Yes, sir, three bladders full, sir, and damn your bloody eyes, sir. “Sorry, sir,” Sharpe said instead. So maybe proper officers didn’t piss? He sensed the company was laughing at him and he ran to catch up, fiddling with his buttons. Still there was no gunfire from the Mahratta center. Why not? But then a cannon on one of the enemy flanks fired slantwise across the field and the ball grazed right through number six company, ripping a front rank man’s feet off and slashing a man behind through the knees. Another soldier was limping, his leg deeply pierced by a splinter from his neighbor’s bone. Corporal McCallum, one of the file-closers, tugged men into the gap while a piper ran across to bandage the wounded men. The injured would be left where they fell until after the battle when, if they still lived, they would be carried to the surgeons. And if they survived the knives and saws they would be shipped home, good for nothing except to be a burden on the parish. Or maybe the Scots did not have parishes; Sharpe was not sure, but he was certain the buggers had workhouses. Everyone had workhouses and paupers’ graveyards. Better to be buried out here in the black earth of enemy India than condemned to the charity of a workhouse.
Then he saw why the guns in the center of the Mahratta line had ceased fire. The gaps between the guns were suddenly filled with men running forward. Men in long robes and headdresses. They streamed between the gaps, then joined together ahead of the guns beneath long green banners that trailed from silver-topped poles. Arabs, Sharpe thought. He had seen some at Ahmednuggur, but most of those had been dead. He remembered Sevajee, the Mahratta who fought alongside Colonel McCandless, saying that the Arab mercenaries were the best of all the enemy troops.
Now there was a horde of desert warriors coming straight for the 74th and their kilted neighbors.
The Arabs came in a loose formation. Their guns had decorated stocks that glinted in the sunlight, while curved swords were scabbarded at their waists. They came almost jauntily, as though they had utter confidence in their ability. How many were there? A thousand? Sharpe reckoned at least a thousand. Their officers were on horseback. They did not advance in ranks and files, but in a mass, and some, the bravest men, ran ahead as if eager to start the killing. The great robed mass was chanting a shrill war cry, while in its center drummers were beating huge instruments that pulsed a belly-thumping beat across the field. Sharpe watched the nearest British gun load with canister. The green banners were being waved from side to side so that the silk trails snaked over the warriors’ heads. Something was written on the banners, but it was in no script that Sharpe recognized.
“Seventy-fourth!” Major Swinton called. “Halt!”
The 48th had also halted. The two Highland battalions, both under strength after their losses at Assaye, were taking the full brunt of the Arab charge. The rest of the battlefield seemed to melt away. All Sharpe could see was the robed men coming so eagerly toward him.
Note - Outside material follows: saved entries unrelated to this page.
PR #2991, opened 2016-11-02
Improve descriptions in pack CLI

emedvedev:
```
usage: st2 pack [-h] {list,get,show,search,install,remove,register,config} ...

A group of related integration resources: actions, rules, and sensors.

positional arguments:
  {list,get,show,search,install,remove,register,config}
                        List of commands for managing packs.
    list                Get the list of packs.
    get                 Get information about an installed pack.
    show                Get information about an available pack from the
                        index.
    search              Search the index for a pack with any attribute
                        matching the query.
    install             Install new packs.
    remove              Remove packs.
    register            Register a pack: sync all file changes with DB.
    config              Configure a pack based on config schema.

optional arguments:
```

The changes we've been discussing with @humblearner, @Mierdin and @lakshmi-kannan: added `st2 pack get` and updated descriptions.

@Mierdin If you want to make the descriptions better or change something else in the packs command list, let's discuss the changes here, or you can just commit into this branch. 

I'll let you run point on this: I won't merge anything before you give an explicit approval, but once you do, we're assuming `st2 pack` command names and descriptions are final.

### DIFF
--- a/st2client/st2client/commands/pack.py
+++ b/st2client/st2client/commands/pack.py
@@ -135,8 +135,8 @@ class PackListCommand(resource.ResourceListCommand):
 
 class PackGetCommand(resource.ResourceGetCommand):
     pk_argument_name = 'ref'
-    display_attributes = ['all']
-    # attribute_display_order = [] ResourceCommand
+    display_attributes = ['name', 'version', 'author', 'email', 'keywords', 'description']
+    attribute_display_order = ['name', 'version', 'author', 'email', 'keywords', 'description']
     help_string = 'Get information about an installed pack.'
 
 
--- a/st2client/st2client/commands/pack.py
+++ b/st2client/st2client/commands/pack.py
@@ -23,7 +23,6 @@ from st2client.models import Pack
 from st2client.models import LiveAction
 from st2client.commands import resource
 from st2client.commands.action import ActionRunCommandMixin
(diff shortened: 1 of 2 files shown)


lakshmi-kannan:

“Make ready!” Swinton called.
“Make ready!” Urquhart echoed.
“Make ready!” Sergeant Colquhoun shouted. The men raised their muskets chest high and pulled back the heavy hammers.
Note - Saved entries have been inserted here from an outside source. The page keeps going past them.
PR #2993, opened 2016-11-03
Simplify command override decisions

Mierdin:
Just cutting down on some redundant code with a simpler structure for overriding commands


emedvedev:
LGTM.

Kami:
Nice :+1: 

There are definitely quite many other places in st2client which need similar (refactoring) love :)

PR #2994, opened 2016-11-03
Adding timeout Datastore Client object based on Token TTL

### LINKED ISSUE #2983: Sensor fails to retrieve kv object after some time.
st2 2.0.1
mongo 3.2.10

I have a polling sensor that queries an ES database and when a datapoint crosses a threshold, it sends an alert.  Once alerted, it stores a key with a 24-hour ttl so that the sensor knows to skip alerts for the rest of the day.  I also have a mechanism for silencing alerts with the same approach.  This used to work well before I upgraded st2, but now after a few days of running st2 the sensor keeps alerting even though there’s an `alerted` key in the keystore.  When I restart st2 everything goes back to normal for a few days then the problem comes back.   

I can probably get permission to publish my entire pack, but here's the gist of the dispatch_trigger logic in my sensor:

https://gist.github.com/pixelrebel/240ca95c480d1377175b3667de0411cb

And here's the gist of my action chain that sets the `alerted` key.

https://gist.github.com/pixelrebel/6def658dfd2ee43fe71ce7735db76b29

bigmstone:
Fixes #2983

- [x] Test

### DIFF
--- a/st2common/st2common/services/datastore.py
+++ b/st2common/st2common/services/datastore.py
@@ -94,7 +94,11 @@ class DatastoreService(object):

Sharpe pushed into the gap between number six company and its left-hand neighbor, number seven. He wished he had a musket. The sabre felt flimsy.
“Present!” Swinton called.
“Present!” Colquhoun echoed, and the muskets went into the men’s shoulders. Heads bowed to peer down the barrels’ lengths.
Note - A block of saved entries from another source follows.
PR #2995, opened 2016-11-04
Updated single quotes to escaped doubled quotes for loadavg workflow

vishnu81:
Updated single quotes to escaped doubled quotes to prevent bash syntax error for diag_loadavg workflow.


Kami:
Good catch - thanks :+1:
 
For consistency with the second part of the command we could also just use single quotes, but I'm also fine with escaping it.

PR #3003, opened 2016-11-08
Change timeout to sane default for long-running action

bigmstone:


lakshmi-kannan:
OMG. Ship this already.

Kami:
:+1:

Kami:
I'm still thinking how we could improve that - we have the same constant repeated on two places now which means it's just a matter of time when it will get out of sync again :/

“You’ll fire low, boys,” Urquhart said from behind the line, “you’ll fire low. To your place, Mr. Sharpe.”
Bugger it, Sharpe thought, another bloody mistake. He stepped back behind the company where he was supposed to make sure no one tried to run.
The Arabs were close. Less than a hundred paces to go now. Some had their swords drawn. The air, miraculously smoke-free, was filled with their blood-chilling war cry which was a weird ululating sound. Not far now, not far at all. The Scotsmen’s muskets were angled slightly down. The kick drove the barrels upward, and untrained troops, not ready for the heavy recoil, usually fired high. But this volley would be lethal.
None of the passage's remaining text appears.